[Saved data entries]

PR #496, opened 2021-02-02
Added all standard Q# gates to qis-bridge and removed non-standard ones

irinayat-MS:
Also:
Refactored tests that depend on the fullstate simulator into a separate component.
Renamed a few gates, such as ControledSAdjoint, to avoid having gate name in the middle of the string.


src/QirRuntime/README.md
```diff
@@ -98,12 +98,42 @@ For tests that depend on the native simulator and qdk shared libraries, you migh
...
 This project contains an implementation of the QIR runtime per the
  [QIR specifications](https://github.com/microsoft/qsharp-language/tree/main/Specifications/QIR) and the translation
- layer between the QIR and the IR, generated by Clang from the native code. We call the translation layer "QIR Bridge".
- This project also provides an optional implementation of intrinsics from `quantum__qis*` namespace that are used in QIR,
- generated from Q#.
+ layer between the QIR and the IR, generated by Clang from the native code. Translation layer is called the "QIR Bridge".
 
 ![QIR Bridge architecture diagram](qir.png?raw=true "QIR Bridge architecture diagram")
 
+This project also provides an implementation of the quantum instruction set, used by Q# for simulation against the full
```
kuzminrobin, line 105: From time to time I forget what QIS stands for. And I don't remember any doc explicitly telling what QIS is.
This README.md seems to me a good place to provide that info, and if the QIS stands for "quantum instruction set", then we could mention like this
> This project also provides an implementation of the quantum instruction set **(QIS)**,

irinayat-MS: This naming convention depends on the compiler. For example, the math functions will likely use the same naming scheme and they aren't exactly part of the quantum instruction set... The subset of `__quantum__qis*` functions listed here is exactly the QIS supported by our simulators, though.

src/QirRuntime/lib/QIR/intrinsics.cpp
```diff
@@ -15,38 +15,79 @@
...
+    void quantum__qis__exp__ctladj(QirArray* ctls, QirArray* paulis, double angle, QirArray* qubits)
     {
-        Microsoft::Quantum::g_context->simulator->AsQuantumGateSet()->ControlledX(1, &control, qubit);
+        assert(paulis->count == qubits->count);
+
+        std::vector<PauliId> pauliIds = ExtractPauliIds(paulis);
+        return Microsoft::Quantum::g_context->simulator->AsQuantumGateSet()->ControlledExp(
+            ctls->count, reinterpret_cast<Qubit*>(ctls->buffer), paulis->count,
+            reinterpret_cast<PauliId*>(pauliIds.data()), reinterpret_cast<Qubit*>(qubits->buffer), angle);
     }
```
kuzminrobin, line 72: I don't see the difference between 
`quantum__qis__exp__ctl()` and 
`quantum__qis__exp__ctladj()`. 
May be the latter can call the former?
```c++
void quantum__qis__exp__ctladj(QirArray* ctls, QirArray* paulis, double angle, QirArray* qubits)
{
    quantum__qis__exp__ctl(ctls, paulis, angle, qubits);
}
```

cgranade: That may be a bug; the sign of the angle passed to `ControlledExp` should be inverted when calling the controlled adjoint variant.

src/QirRuntime/lib/QIR/intrinsics.cpp
```diff
@@ -56,55 +97,102 @@ extern "C"
...
+    {
+        return Microsoft::Quantum::g_context->simulator->AsQuantumGateSet()->ControlledR(
+            ctls->count, reinterpret_cast<Qubit*>(ctls->buffer), axis, qubit, angle);
+    }
+
+    void quantum__qis__r__ctladj(QirArray* ctls, PauliId axis, double angle, QUBIT* qubit)
+    {
+        return Microsoft::Quantum::g_context->simulator->AsQuantumGateSet()->ControlledR(
+            ctls->count, reinterpret_cast<Qubit*>(ctls->buffer), axis, qubit, angle);
+    }
```
kuzminrobin, line 120: Minor:
I see that 
`quantum__qis__r__ctl()` and 
`quantum__qis__r__ctladj()` are identical.
May be it is possible to use a single function instead of two? Or can one of them just call the other of them, in such a way showing explicitly that they have the same implementation?

src/QirRuntime/lib/QIR/intrinsics.cpp
```diff
@@ -15,38 +15,79 @@
...
+
+    void quantum__qis__exp__adj(QirArray* paulis, double angle, QirArray* qubits)
+    {
+        assert(paulis->count == qubits->count);
+
+        std::vector<PauliId> pauliIds = ExtractPauliIds(paulis);
+        return Microsoft::Quantum::g_context->simulator->AsQuantumGateSet()->Exp(
+            paulis->count, reinterpret_cast<PauliId*>(pauliIds.data()), reinterpret_cast<Qubit*>(qubits->buffer),
+            -angle);
+    }
```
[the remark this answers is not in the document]
irinayat-MS: Good idea! And would help to avoid the bugs like not flipping the angle :)

src/QirRuntime/lib/QIR/bridge-qis.ll
```diff
@@ -29,122 +29,264 @@
 %struct.QirCallable = type opaque
 %struct.QirRange = type { i64, i64, i64 }
 %struct.QirString = type opaque
+;%PauliId = type {i32}
```
kuzminrobin, line 32: Forgot to remove or forgot to uncomment or is it just a clarification?

src/QirRuntime/lib/QIR/intrinsics.cpp
irinayat-MS: You are both correct. The angle should be inverted, but to make it easier to see the logic, it helps to implement the adjoint in terms of body.

src/QirRuntime/lib/QIR/bridge-qis.ll
irinayat-MS: The intent was to clarify... Does it help?

src/QirRuntime/lib/QIR/intrinsics.cpp
irinayat-MS: Yeap, another bug :(

src/QirRuntime/lib/QIR/bridge-qis.ll
```diff
@@ -29,122 +29,264 @@
...
+  call void @quantum__qis__exp__body(%struct.QirArray* %paulis, double %angle, %struct.QirArray* %qubits)
+  ret void
+}
+
+define void @__quantum__qis__exp__adj(%Array* %.paulis, double %angle, %Array* %.qubits) {
+  %paulis = bitcast %Array* %.paulis to %struct.QirArray*
+  %qubits = bitcast %Array* %.qubits to %struct.QirArray*
+  call void @quantum__qis__exp__adj(%struct.QirArray* %paulis, double %angle, %struct.QirArray* %qubits)
+  ret void
 }
```
kuzminrobin, line 81: I feel something that I don't know yet behind the observation that all the parameters start with dot `.` (after `%`), but the parameter `double %angle` does not (it has no `.` after `%`).

kuzminrobin, line 81: Just curiosity, feel free to ignore.
What will happen if `ret void` is removed?

irinayat-MS: Ah! That's my own sneaky naming convention! :D If you use temporary variables (like `%0` or `%42`) in LLVM's IR, Clang insists on them being in order and having no gaps which makes it a pain to update the code. So I went with naming the locals explicitly, using leading dot (which is _not_ a special char in LLVM's IR) for types from QIR and no dot for native types.

irinayat-MS: It fails to compile :)

kuzminrobin: I guess I have an intuitive guess of what that means... No need to reply.

irinayat-MS: To be less glib with the response, I believe LLVM requires explicit ends for basic blocks, which `ret` instruction provides. And it also requires explicit type specifications for everything, including `void` so you end up with `ret void`

src/QirRuntime/test/FullstateSimulator/qir-test-simulator.ll
```diff
@@ -0,0 +1,1092 @@
...
+%Array = type opaque
+%Qubit = type opaque
+%Callable = type opaque
+
+@ResultZero = external global %Result*
+@ResultOne = external global %Result*
+@PauliI = constant i2 0
+@PauliX = constant i2 1
+@PauliY = constant i2 -1
+@PauliZ = constant i2 -2
```
kuzminrobin, line 14: Funny :-)
Looks like the `i*` types (like `i64`, `i2`) are always _signed_, 
and the 2-bit unsigned value of `3` (having binary representation of `11`) 
is displayed as the signed 2-bit value of `-1` (also having binary representation of `11`).

And the same for 2-bit unsigned `2` displayed as 2-bit signed `-2` (both `10`).

src/QirRuntime/test/FullstateSimulator/qir-test-simulator.ll
```diff
@@ -0,0 +1,1092 @@
+
```
kuzminrobin, line 1: Is this file an expected output to be compared to the actual output generated from the `qir-test-simulator.qs`?
If yes then I fail to understand in which fragments this expected output file is compared to the actual output file. Please advise.

irinayat-MS: Right now the foo.ll files in this project are generated manually from the corresponding foo.qs files. There is no validation that the QIR itself is correct or matches a particular expected pattern (that probably should be done as part of compiler tests for QIR generation). The purpose of these tests is to check that runtime handles the QIR correctly. For example, the tests in qir-static use various mock simulators to validate expectations. Unfortunately, the fullstate simulator would produce random outcomes for most sensible operations. I suppose, I can update the test to handle some situations that guarantee non-random outcomes (like ensuring that R and Adjoint R do cancel each other). Do you think that would be useful?

kuzminrobin (approved):

src/QirRuntime/lib/QIR/bridge-qis.ll
kuzminrobin: May be 
```llvm
; Clarifications:
;%PauliId = type {i32}
```
?
(to avoid making an impression that it is forgotten to be either removed or uncommented)

src/QirRuntime/test/FullstateSimulator/qir-test-simulator.ll
kuzminrobin: Looks like I still need to get a better understanding of the terminology and mechanisms of the build-and-test process, in order to fully understand your answer. That is why I don't want this my topic to be treated as an obstacle for moving forward with completing this PR. Feel free to go ahead with the PR, no need to answer to the text below.

Let me summarize what I understand so far.
Some `.ll` files are written manually (e.g. `qsharp-runtime\src\QirRuntime\lib\QIR\bridge-*.ll`. They don't have the corresponding `.qs` files). 
But some `.ll` files can be generated from the corresponding `.qs` files. For such `.ll` files we don't need to store their commit history in Git, we can generate them upon need with the build scripts (CMake files). But there are reasons why it is better to generate them manually from time to time and store them in the Git history.

irinayat-MS: Ah! I see what you mean. Yes, in the future we want to be able to generate the test *.ll files from the corresponding *.qs files as part of the build. There are a few obstacles to that at the moment:
- QIR generation pipeline isn't multi-platform yet (Stefan is working on it)
- Some minor manual edits are needed to the generated QIR to make it compile, some of these are because of bugs that Bettina is looking into and some are caused by using multiple *.ll files in a single project -- we might need to restructure the tests because of that.

The bottom line is, that _for now_ the test *.ll files are being generated manually, doctored a bit and then checked in.

src/QirRuntime/lib/QIR/bridge-qis.ll
```diff
@@ -29,122 +29,264 @@
...
   %ctls = bitcast %Array* %.ctls to %struct.QirArray*
-  call void @quantum__qis__crz(%struct.QirArray* %ctls, double %.theta, %class.QUBIT* %q)
+  call void @quantum__qis__z__ctl(%struct.QirArray* %ctls, %class.QUBIT* %q)
   ret void
 }
+
+;
+; non-standard gates
+;
+define %Result* @__quantum__qis__mz(%Qubit* %.q) {
```
swernli, line 286: Just curious, why is this still needed? When does this particular instruction get included in the code?

src/QirRuntime/lib/QIR/intrinsics.cpp
```diff
@@ -15,38 +15,79 @@
...
-    Result quantum__qis__measure(QirArray* paulis, QirArray* qubits)
+    void quantum__qis__h__ctl(QirArray* ctls, Qubit qubit)
+    {
+        Microsoft::Quantum::g_context->simulator->AsQuantumGateSet()->ControlledH(
+            ctls->count, reinterpret_cast<Qubit*>(ctls->buffer), qubit);
+    }
+
+    Result quantum__qis__measure__body(QirArray* paulis, QirArray* qubits)
     {
         const long count = qubits->count;
```
swernli, line 87: Very minor: this is the one function where you save the qubit count into a local variable to avoid calling it twice (once in the assert and once in the simulator invocation). Is it worth removing this to keep it looking like the other methods?

src/QirRuntime/test/FullstateSimulator/FullstateSimulatorTests.cpp
```diff
@@ -197,7 +199,7 @@ TEST_CASE("Fullstate simulator: TTSAdj=Id", "[fullstate_simulator]")
         iqa->H(q);
```
swernli, line 199: I like these tests! Perhaps it's worth adding tests for adjoint R and adjoint Exp to verify the angle flipping now that those operations are present?

src/QirRuntime/test/QIR-dynamic/qir-driver.cpp
```diff
@@ -26,7 +26,10 @@ TEST_CASE("QIR: SimpleVQE with full state simulator", "[qir]")
...
     const int ret2 = Microsoft__Quantum__Testing__QIR__QuantumRandomNumberGenerator__body();
-    INFO(std::string("two random numbers: ") + std::to_string(ret1) + " " + std::to_string(ret2));
-    REQUIRE(ret1 != ret2);
-
+    const int ret3 = Microsoft__Quantum__Testing__QIR__QuantumRandomNumberGenerator__body();
+    INFO(
+        std::string("Three random numbers: ") + std::to_string(ret1) + ", " + std::to_string(ret2) + ", " +
+        std::to_string(ret3));
+    CHECK(ret1 != ret2);
+    CHECK(ret1 != ret3);
```
swernli, line 34: maybe a bit silly, but is it also worth adding a check for `ret2 != ret3`?

src/QirRuntime/test/QIR-static/compiler/QirTarget.qs
```diff
@@ -1,135 +1,63 @@
...
-        }
-        controlled adjoint (ctls, ...)
-        {
-            Phys.Rz(-theta / 2.0, qb);
-            CNOT(ctls[0], qb);
-            Phys.Rz(theta / 2.0, qb);
-            CNOT(ctls[0], qb);
-        }
-	}
+    // Non-standard operation. Should it exist?
```
swernli, line 58: In my opinion, no, it can be removed. But that may be better handled in a separate clean-up PR later if there are test changes that need to be made too?

src/QirRuntime/test/QIR-static/compiler/QirTarget.qs
```diff
@@ -1,135 +1,63 @@
...
-    operation Rx (theta : Double, qb : Qubit) : Unit {
-        body intrinsic;
-    }
-
-    operation Rz (theta : Double, qb : Qubit) : Unit {
-        body intrinsic;
-    }
-}
-
 namespace Microsoft.Quantum.Intrinsic {
```
swernli, line 4: This file is almost the same as the QSharp.Core target package, particularly the list of files defined in this props file: https://github.com/microsoft/qsharp-runtime/blob/main/src/Simulation/TargetDefinitions/TargetPackages/QSharpCore.Package.props#L6. I wonder if there is a way to pull that in here without bringing all the other dependencies such that you don't have to repeat them here. Perhaps in a later PR there will be a chance to remove this file in favor of using the target package?

The biggest difference is the presence of the `open Microsoft.Quantum.Targeting` but I'm not sure that is still needed?

src/QirRuntime/test/FullstateSimulator/qir-test-simulator.ll
irinayat-MS: Logged https://github.com/microsoft/qsharp-runtime/issues/498 to track this

src/QirRuntime/test/QIR-dynamic/qir-driver.cpp
irinayat-MS: Sure, no harm in that :D

src/QirRuntime/test/QIR-static/compiler/QirTarget.qs
irinayat-MS: Yep, after talking to Guen and seeing the confusion this callback creates, I went ahead and removed it.

src/QirRuntime/test/QIR-static/compiler/QirTarget.qs
irinayat-MS: I've logged https://github.com/microsoft/qsharp-runtime/issues/498 about automating qir files generation. Part of that work will be to get rid of the custom core/target.qs files in the runtime.

src/QirRuntime/lib/QIR/bridge-qis.ll
irinayat-MS: On its way out...

src/QirRuntime/lib/QIR/intrinsics.cpp
irinayat-MS: I have a mild preference for how it is now as it keeps the line of arguments from wrapping one more time...

src/QirRuntime/test/FullstateSimulator/FullstateSimulatorTests.cpp
irinayat-MS: The angles bugs in this PR were at a different level and wouldn't be caught by these tests, but it does add coverage to provide these tests.

src/QirRuntime/test/QIR-dynamic/qir-driver.cpp
irinayat-MS: Though, it this iteration fails on Linux I will convert this component from a test to a sample with command line output...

▶ REQUIRED WORK
Look for the string "component" in the records, and copy every line where it is found.

▶ SOLUTION
Refactored tests that depend on the fullstate simulator into a separate component.
irinayat-MS: Though, it this iteration fails on Linux I will convert this component from a test to a sample with command line output...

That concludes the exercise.